[Stored data]
○ ○ ○

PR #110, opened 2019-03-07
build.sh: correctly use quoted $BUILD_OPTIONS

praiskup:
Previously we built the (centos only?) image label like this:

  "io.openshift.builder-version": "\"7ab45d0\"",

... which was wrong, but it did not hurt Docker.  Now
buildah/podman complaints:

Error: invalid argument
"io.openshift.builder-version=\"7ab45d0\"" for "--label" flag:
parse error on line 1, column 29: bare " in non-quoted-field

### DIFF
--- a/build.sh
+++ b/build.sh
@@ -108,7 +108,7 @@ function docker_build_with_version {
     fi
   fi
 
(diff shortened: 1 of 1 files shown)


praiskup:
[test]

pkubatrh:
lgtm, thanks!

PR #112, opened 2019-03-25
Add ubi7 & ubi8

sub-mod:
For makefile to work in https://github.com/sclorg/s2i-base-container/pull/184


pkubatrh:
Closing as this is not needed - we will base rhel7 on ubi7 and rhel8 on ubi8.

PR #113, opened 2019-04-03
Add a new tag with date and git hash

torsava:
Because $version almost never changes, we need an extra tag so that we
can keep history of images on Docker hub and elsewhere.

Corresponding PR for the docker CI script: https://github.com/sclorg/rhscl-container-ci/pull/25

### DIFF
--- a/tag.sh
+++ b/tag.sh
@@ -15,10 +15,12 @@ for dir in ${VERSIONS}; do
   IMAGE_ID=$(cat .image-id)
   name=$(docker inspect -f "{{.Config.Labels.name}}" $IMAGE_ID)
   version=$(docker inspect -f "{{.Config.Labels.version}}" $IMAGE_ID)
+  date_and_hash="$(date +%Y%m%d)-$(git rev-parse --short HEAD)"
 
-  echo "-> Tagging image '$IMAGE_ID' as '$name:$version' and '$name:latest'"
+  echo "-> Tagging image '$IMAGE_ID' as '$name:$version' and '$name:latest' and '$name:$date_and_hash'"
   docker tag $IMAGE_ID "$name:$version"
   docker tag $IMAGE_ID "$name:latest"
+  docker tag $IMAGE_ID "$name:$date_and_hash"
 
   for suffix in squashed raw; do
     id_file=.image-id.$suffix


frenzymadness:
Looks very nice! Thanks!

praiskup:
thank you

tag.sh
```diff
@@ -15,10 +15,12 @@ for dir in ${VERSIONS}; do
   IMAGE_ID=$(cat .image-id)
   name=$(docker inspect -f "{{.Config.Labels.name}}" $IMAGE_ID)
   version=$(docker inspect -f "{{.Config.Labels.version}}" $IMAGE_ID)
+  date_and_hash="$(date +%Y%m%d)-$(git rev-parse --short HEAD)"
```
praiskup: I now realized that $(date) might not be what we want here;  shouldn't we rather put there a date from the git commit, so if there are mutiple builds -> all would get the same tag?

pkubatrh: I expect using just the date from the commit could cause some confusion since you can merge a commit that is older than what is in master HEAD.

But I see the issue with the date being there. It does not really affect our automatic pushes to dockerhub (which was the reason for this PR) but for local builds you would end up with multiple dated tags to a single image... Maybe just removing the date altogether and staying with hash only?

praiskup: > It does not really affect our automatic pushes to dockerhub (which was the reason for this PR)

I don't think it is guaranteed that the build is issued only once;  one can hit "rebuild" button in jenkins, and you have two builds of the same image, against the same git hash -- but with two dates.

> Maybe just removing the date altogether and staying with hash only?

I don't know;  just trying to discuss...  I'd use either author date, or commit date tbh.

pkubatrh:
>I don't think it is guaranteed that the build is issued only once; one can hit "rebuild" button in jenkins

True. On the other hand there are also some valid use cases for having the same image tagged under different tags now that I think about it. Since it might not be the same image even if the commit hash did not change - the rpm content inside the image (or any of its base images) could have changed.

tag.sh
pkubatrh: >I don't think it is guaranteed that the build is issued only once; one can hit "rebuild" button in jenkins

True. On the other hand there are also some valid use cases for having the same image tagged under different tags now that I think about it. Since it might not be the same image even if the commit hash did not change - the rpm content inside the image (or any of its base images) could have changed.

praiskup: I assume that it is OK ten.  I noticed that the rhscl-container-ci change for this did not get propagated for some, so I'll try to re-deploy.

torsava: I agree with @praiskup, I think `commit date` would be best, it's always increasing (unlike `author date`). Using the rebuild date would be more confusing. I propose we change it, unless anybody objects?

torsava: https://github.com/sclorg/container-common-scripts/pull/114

○ ○ ○

- EXERCISE -
Reproduce every line above without error.

- OUTPUT OF THE TASK -
PR #110, opened 2019-03-07
build.sh: correctly use quoted $BUILD_OPTIONS

praiskup:
Previously we built the (centos only?) image label like this:

  "io.openshift.builder-version": "\"7ab45d0\"",

... which was wrong, but it did not hurt Docker.  Now
buildah/podman complaints:

Error: invalid argument
"io.openshift.builder-version=\"7ab45d0\"" for "--label" flag:
parse error on line 1, column 29: bare " in non-quoted-field

### DIFF
--- a/build.sh
+++ b/build.sh
@@ -108,7 +108,7 @@ function docker_build_with_version {
     fi
   fi
 
(diff shortened: 1 of 1 files shown)


praiskup:
[test]

pkubatrh:
lgtm, thanks!

PR #112, opened 2019-03-25
Add ubi7 & ubi8

sub-mod:
For makefile to work in https://github.com/sclorg/s2i-base-container/pull/184


pkubatrh:
Closing as this is not needed - we will base rhel7 on ubi7 and rhel8 on ubi8.

PR #113, opened 2019-04-03
Add a new tag with date and git hash

torsava:
Because $version almost never changes, we need an extra tag so that we
can keep history of images on Docker hub and elsewhere.

Corresponding PR for the docker CI script: https://github.com/sclorg/rhscl-container-ci/pull/25

### DIFF
--- a/tag.sh
+++ b/tag.sh
@@ -15,10 +15,12 @@ for dir in ${VERSIONS}; do
   IMAGE_ID=$(cat .image-id)
   name=$(docker inspect -f "{{.Config.Labels.name}}" $IMAGE_ID)
   version=$(docker inspect -f "{{.Config.Labels.version}}" $IMAGE_ID)
+  date_and_hash="$(date +%Y%m%d)-$(git rev-parse --short HEAD)"
 
-  echo "-> Tagging image '$IMAGE_ID' as '$name:$version' and '$name:latest'"
+  echo "-> Tagging image '$IMAGE_ID' as '$name:$version' and '$name:latest' and '$name:$date_and_hash'"
   docker tag $IMAGE_ID "$name:$version"
   docker tag $IMAGE_ID "$name:latest"
+  docker tag $IMAGE_ID "$name:$date_and_hash"
 
   for suffix in squashed raw; do
     id_file=.image-id.$suffix


frenzymadness:
Looks very nice! Thanks!

praiskup:
thank you

tag.sh
```diff
@@ -15,10 +15,12 @@ for dir in ${VERSIONS}; do
   IMAGE_ID=$(cat .image-id)
   name=$(docker inspect -f "{{.Config.Labels.name}}" $IMAGE_ID)
   version=$(docker inspect -f "{{.Config.Labels.version}}" $IMAGE_ID)
+  date_and_hash="$(date +%Y%m%d)-$(git rev-parse --short HEAD)"
```
praiskup: I now realized that $(date) might not be what we want here;  shouldn't we rather put there a date from the git commit, so if there are mutiple builds -> all would get the same tag?

pkubatrh: I expect using just the date from the commit could cause some confusion since you can merge a commit that is older than what is in master HEAD.

But I see the issue with the date being there. It does not really affect our automatic pushes to dockerhub (which was the reason for this PR) but for local builds you would end up with multiple dated tags to a single image... Maybe just removing the date altogether and staying with hash only?

praiskup: > It does not really affect our automatic pushes to dockerhub (which was the reason for this PR)

I don't think it is guaranteed that the build is issued only once;  one can hit "rebuild" button in jenkins, and you have two builds of the same image, against the same git hash -- but with two dates.

> Maybe just removing the date altogether and staying with hash only?

I don't know;  just trying to discuss...  I'd use either author date, or commit date tbh.

pkubatrh:
>I don't think it is guaranteed that the build is issued only once; one can hit "rebuild" button in jenkins

True. On the other hand there are also some valid use cases for having the same image tagged under different tags now that I think about it. Since it might not be the same image even if the commit hash did not change - the rpm content inside the image (or any of its base images) could have changed.

tag.sh
pkubatrh: >I don't think it is guaranteed that the build is issued only once; one can hit "rebuild" button in jenkins

True. On the other hand there are also some valid use cases for having the same image tagged under different tags now that I think about it. Since it might not be the same image even if the commit hash did not change - the rpm content inside the image (or any of its base images) could have changed.

praiskup: I assume that it is OK ten.  I noticed that the rhscl-container-ci change for this did not get propagated for some, so I'll try to re-deploy.

torsava: I agree with @praiskup, I think `commit date` would be best, it's always increasing (unlike `author date`). Using the rebuild date would be more confusing. I propose we change it, unless anybody objects?

torsava: https://github.com/sclorg/container-common-scripts/pull/114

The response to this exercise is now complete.